Mr. Dale put out an imploring hand; it was too much for him.

"Pardon me; I have a poor head. And your daughter the same, sir?"

"We will not measure it too closely, but I may say, my daughter the same, sir. And likewise — may I not add — these ladies."

Mr. Dale made sign that he was overfilled. "Where am I! And Lætitia refused him?"

"Temporarily, let us assume. Will it not partly depend on you, Mr. Dale?"

"But what strange things have been happening during my daughter's absence from the cottage!" cried Mr. Dale, betraying an elixir in his veins. "I feel that I could laugh if I did not dread to be thought insane. She refused his hand, and he was at liberty to offer it? My girl! We are all on our heads. The fairy-tales were right and the lesson-books were wrong. But it is really, it is really very demoralizing. An invalid — and I am one, and no momentary exhilaration will be taken for the contrary — clings to the idea of stability, order. The slightest disturbance of the wonted course of things unsettles him. Why, for years I have been prophesying it! and for years I have had everything against me, and now when it is confirmed, I am wondering that I must not call myself a fool!"

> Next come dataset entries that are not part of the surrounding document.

PR #3053, opened 2022-03-07
docs: Add documentation for runtime presets

robin-owen:
## Solution/Idea

Add documentation for the use and configuration of container runtime presets.

Note that this PR also contains the introduction of the `{openshift}` and `{ocp}` attributes and fixes a few small errors I encountered while updating the content. These changes have all been isolated to their own commits.

## Proposed changes

1. Add a new module to conceptually define presets.
2. Add a new module for configuring the desired preset.
3. Modify the minimum system requirements to reflect the resources needed by each preset.
4. Modify `crc setup` documentation to include information about selecting the `podman` preset for Linux users.

### DIFF
--- a/docs/source/topics/con_about-presets.adoc
+++ b/docs/source/topics/con_about-presets.adoc
@@ -1,0 +1,18 @@
+[id="about-presets_{context}"]
+= About presets
+
+[role="_abstract"]
+{prod} presets represent a managed container runtime and the lower bounds of system resources required by the instance to run it.
+{prod} offers presets for {ocp} and the Podman container runtime.
+
+On {msw} and {mac}, the {prod} guided installer prompts you for your desired preset.
+On Linux, the {ocp} preset is selected by default.
+You can change this selection using the [command]`{bin} config` command before running the [command]`{bin} setup` command.
+You can change your selected preset from the system tray on {msw} and {mac} or from the command line on all supported operating systems.
+Only one preset can be active at a time.
+
+[role="_additional-resources"]
+.Additional resources
+
+* For more information about the minimum system requirements for each preset, see link:{crc-gsg-url}#minimum-system-requirements_gsg[Minimum system requirements].
+* For more information on changing the selected preset, see link:{crc-gsg-url}#changing-the-selected-preset_gsg[Changing the selected preset].
--- a/docs/source/topics/proc_changing-the-selected-preset.adoc
+++ b/docs/source/topics/proc_changing-the-selected-preset.adoc
@@ -1,0 +1,31 @@
+[id="changing-the-selected-preset_{context}"]
+= Changing the selected preset
+
+[role="_abstract"]
+You can change the container runtime used for the {prod} instance by selecting the desired preset.
+
+On {msw} and {mac}, you can change the selected preset using the system tray or command line interface.
+On Linux, use the command line interface.
+
+[IMPORTANT]
+====
+You cannot change the preset of an existing {prod} instance.
+Preset changes are only applied when a {prod} instance is created.
+To enable preset changes, you must delete the existing instance and start a new one.
+====
+
+.Procedure
+
+* Change the selected preset from the command line:
++
+[subs="+quotes,attributes"]
+----
+$ {bin} config preset __<name>__
+----
++
+Valid preset names are `openshift` for {ocp} and `podman` for the Podman container runtime.
+
+[role="_additional-resources"]
+.Additional resources
+
+* For more information about the minimum system requirements for each preset, see link:{crc-gsg-url}#minimum-system-requirements_gsg[Minimum system requirements].
--- a/docs/source/topics/ref_minimum-system-requirements.adoc
+++ b/docs/source/topics/ref_minimum-system-requirements.adoc
@@ -1,27 +1,36 @@
 [id="minimum-system-requirements_{context}"]
 = Minimum system requirements
 
+[role="_abstract"]
 {prod} has the following minimum hardware and operating system requirements.
 
 [id="minimum-system-requirements-hardware_{context}"]
 == Hardware requirements
 
-{prod} requires the following system resources:
+{prod} is supported only on AMD64 and Intel 64 processor architectures.
+{prod} does not support the ARM-based M1 architecture.
+{prod} does not support nested virtualization.
+
+Depending on the desired container runtime, {prod} requires the following system resources:
+
+=== For {ocp}
 
 * 4 physical CPU cores
 * 9 GB of free memory
 * 35 GB of storage space
 
-{prod} is supported only on AMD64 and Intel 64 processor architectures.
-{prod} does not support the ARM-based M1 architecture.
-{prod} does not support nested virtualization.
-
 [NOTE]
 ====
-The OpenShift cluster requires these minimum resources to run in the {prod} instance.
+The {ocp} cluster requires these minimum resources to run in the {prod} instance.
 Some workloads may require more resources.
 To assign more resources to the {prod} instance, see link:{crc-gsg-url}#configuring-the-instance_gsg[Configuring the instance].
 ====
+
+=== For the Podman container runtime
+
+* 2 physical CPU cores
+* 2 GB of free memory
+* 35 GB of storage space
 
 [id="minimum-system-requirements-operating-system_{context}"]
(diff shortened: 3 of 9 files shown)


docs/source/topics/ref_minimum-system-requirements.adoc
```diff
@@ -1,28 +1,37 @@
...
 
+[role="_abstract"]
 {prod} has the following minimum hardware and operating system requirements.
 
 [id="minimum-system-requirements-hardware_{context}"]
 == Hardware requirements
 
-{prod} requires the following system resources:
+{prod} is supported only on AMD64 and Intel 64 processor architectures.
+Support for the ARM-based M1 architecture is in development.
```
robin-owen, line 11: @code-ready/crc-team Please double-check the wording here for me -- I'm not particularly aware of the developments in this area. Should we mention it at all at this point?

docs/source/topics/con_about-presets.adoc
```diff
@@ -0,0 +1,18 @@
+[id="about-presets_{context}"]
+= About presets
+
+[role="_abstract"]
+{prod} presets represent a managed container runtime and the lower bounds of system resources required by the instance to run it.
+{prod} offers presets for {ocp} and the Podman container runtime.
```
gbraad, line 6: no variable for Podman?

docs/source/topics/proc_changing-the-selected-preset.adoc
```diff
@@ -0,0 +1,31 @@
...
+You can change the container runtime used for the {prod} instance by selecting the desired preset.
+
+On {msw} and {mac}, you can change the selected preset using the system tray or command line interface.
+On Linux, use the command line interface.
+
+[IMPORTANT]
+====
+You cannot change the preset of an existing {prod} instance.
+Preset changes are only applied when a {prod} instance is created.
+To enable preset changes, you must delete the existing instance and start a new one.
```
gbraad, line 14: Not sure how this will stand out in the documentation. It briefly touches on 'delete'. Will have to check the rendered version.

docs/source/topics/ref_minimum-system-requirements.adoc
gbraad: We have a Q2 goal to deliver M1 support, but this might only be possible for the `{podman}` preset.
Not sure we should make a 'promise' here as the `{ocp}` options depends on availability of `{rhcos}` that can run on Aarch64.

gbraad (dismissed):
Overall OK, but perhaps the M1 support should not be mentioned
This is better suited for a blog post.

docs/source/topics/ref_minimum-system-requirements.adoc
praveenkumar: I think we should avoid M1 arch as of now since vfkit part is still not in the branch and also we might need some condition for avoid user to run openshift on M1.

robin-owen: Okay, I reverted the change to that line. We're back to the original docs statement of "not supported" for the time being.

docs/source/topics/con_about-presets.adoc
robin-owen: I didn't see the need to create one. The attributes for OpenShift largely exist to avoid unfortunate typos when the "f" key is missed. ;)

If we foresee the name of Podman itself (or the `podman` preset) to change, we should probably create an attribute for it.

docs/source/topics/con_about-presets.adoc
```diff
@@ -0,0 +1,18 @@
...
+
+On {msw} and {mac}, the {prod} guided installer prompts you for your desired preset.
+On Linux, the {ocp} preset is selected by default.
+You can change this selection using the [command]`{bin} config` command before running the [command]`{bin} setup` command.
+You can change your selected preset from the system tray or command line.
```
bburt-rh, line 11: The system tray doesn't exist on macOS, and I believe refers to a MS Windows-specific UI element. Is there a way to specify this fact here? Maybe something like `from the system tray on {msw} or from the command line on any supported operating system`?

docs/source/topics/proc_changing-the-selected-preset.adoc
```diff
@@ -0,0 +1,31 @@
+[id="changing-the-selected-preset_{context}"]
+= Changing the selected preset
+
+[role="_abstract"]
+You can change the container runtime used for the {prod} instance by selecting the desired preset.
+
+On {msw} and {mac}, you can change the selected preset using the system tray or command line interface.
```
bburt-rh, line 7: See comment above about OS-specific UI elements.

docs/source/topics/proc_changing-the-selected-preset.adoc
```diff
@@ -0,0 +1,31 @@
...
+To enable preset changes, you must delete the existing instance and start a new one.
+====
+
+.Procedure
+
+* Change the selected preset from the command line:
++
+[subs="+quotes,attributes"]
+----
+$ {bin} config preset _<name>_
```
bburt-rh, line 23:
```suggestion
$ {bin} config preset __<name>__
```
Per our SSG, I think that variables need two underline characters to render them as italics. At least that's how I've done it. Does a single underline character work?

docs/source/topics/ref_minimum-system-requirements.adoc
```diff
@@ -1,28 +1,37 @@
...
 {prod} has the following minimum hardware and operating system requirements.
 
 [id="minimum-system-requirements-hardware_{context}"]
 == Hardware requirements
 
-{prod} requires the following system resources:
+{prod} is supported only on AMD64 and Intel 64 processor architectures.
+{prod} does not support the ARM-based M1 architecture.
+{prod} does not support nested virtualization.
+
```
bburt-rh, line 13: Consider reformatting the requirements using a bulleted list.

docs/source/topics/ref_minimum-system-requirements.adoc
```diff
@@ -1,28 +1,37 @@
...
+{prod} requires the following system resources depending on the desired container runtime:
```
bburt-rh, line 14:
```suggestion
{prod} requires the following system resources, depending on the desired container runtime:
```

docs/source/topics/proc_changing-the-selected-preset.adoc
robin-owen: Ah, good catch! Yes, the single underlines do work, but doubling up on them is actually much more robust and should be the general practice. I just forgot. ;)

docs/source/topics/ref_minimum-system-requirements.adoc
robin-owen: I prefer the latter, it sounds a bit cleaner to me. Thank you!

docs/source/topics/con_about-presets.adoc
robin-owen: Does it have another name on macOS other than "system tray"? CodeReady Containers has GUI applications which sit in the "tray" area of both Windows and macOS. The only system that does not have this functionality right now is Linux.

docs/source/topics/proc_changing-the-selected-preset.adoc
robin-owen: I placed the content under an "important" admonition to (hopefully) encourage careful reading of it. Do you think we should make this more visible somehow?

docs/source/topics/con_about-presets.adoc
robin-owen: Aha, it's called the Menu Bar in macOS. The question now is whether we go for complete technical accuracy or if we target the reader's understanding. I'm fairly confident that macOS users will know what "system tray" refers to, but I may be incorrect.

bburt-rh: Per our Slack discussion, this is OK to leave as-is

docs/source/topics/proc_changing-the-selected-preset.adoc
bburt-rh: Per our Slack discussion, this is OK to leave as-is

bburt-rh:
Approved

gbraad (approved):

"And for years, dear Mr. Dale, this union, in spite of counter-currents and human arrangements, has been our Willoughby's constant preoccupation," said Miss Eleanor.

"His most cherished aim," said Miss Isabel.

"The name was not spoken by me," said Dr. Middleton.

"But it is out, and perhaps better out, if we would avoid the chance of mystifications. I do not suppose we are seriously committing a breach of confidence, though he might have wished to mention it to you first himself. I have it from Willoughby that last night he appealed to your daughter, Mr. Dale — not for the first time, if I apprehend him correctly; and unsuccessfully. He despairs. I do not: supposing, that is, your assistance vouchsafed to us. And I do not despair, because the gentleman is a gentleman of worth, of acknowledged worth. You know him well enough to grant me that. I will bring you my daughter to help me in sounding his praises."

Dr Middleton stepped through the window to the lawn on an elastic foot, beaming with the happiness he felt charged to confer on his friend Mr. Whitford.

"Ladies! it passes all wonders," Mr. Dale gasped.

"Willoughby's generosity does pass all wonders," they said in chorus.

The door opened; Lady Busshe and Lady Culmer were announced.

Chapter XLV

The Patterne Ladies: Mr. Dale: Lady Busshe And Lady Culmer: With Mrs. Mountstuart Jankinson

Lady Busshe and Lady Culmer entered spying to right and left. At the sight of Mr. Dale in the room Lady Busshe murmured to her friend: "Confirmation!"

Lady Culmer murmured: "Corney is quite reliable."

"The man is his own best tonic."

"He is invaluable for the country."

Miss Eleanor and Miss Isabel greeted them.

The amiability of the Patterne ladies combined with their total eclipse behind their illustrious nephew invited enterprising women of the world to take liberties, and they were not backward.

Lady Busshe said: "Well? the news! we have the outlines. Don't be astonished: we know the points: we have heard the gun. I could have told you as much yesterday. I saw it. And I guessed it the day before. Oh, I do believe in fatalities now. Lady Culmer and I agree to take that view: it is the simplest. Well, and are you satisfied, my dears?"

The ladies grimaced interrogatively: "With what?"

"With it? with all! with her! with him!"

"Our Willoughby?"

"Can it be possible that they require a dose of Corney?" Lady Busshe remarked to Lady Culmer.

"They play discretion to perfection," said Lady Culmer. "But, my dears, we are in the secret."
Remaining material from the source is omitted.